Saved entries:
PR #251, opened 2026-06-01
release: v0.10.2

victorarias:
## Intent / Why

Publish the `Cmd+N` worktree workspace fix from #250 as patch release `v0.10.2`.

## Summary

• **WORK ORDER**: Output the entries above exactly, please, with nothing dropped.

• **ANSWER TO THE EXERCISE**:
PR #251, opened 2026-06-01
release: v0.10.2

victorarias:
## Intent / Why

Publish the `Cmd+N` worktree workspace fix from #250 as patch release `v0.10.2`.

## Summary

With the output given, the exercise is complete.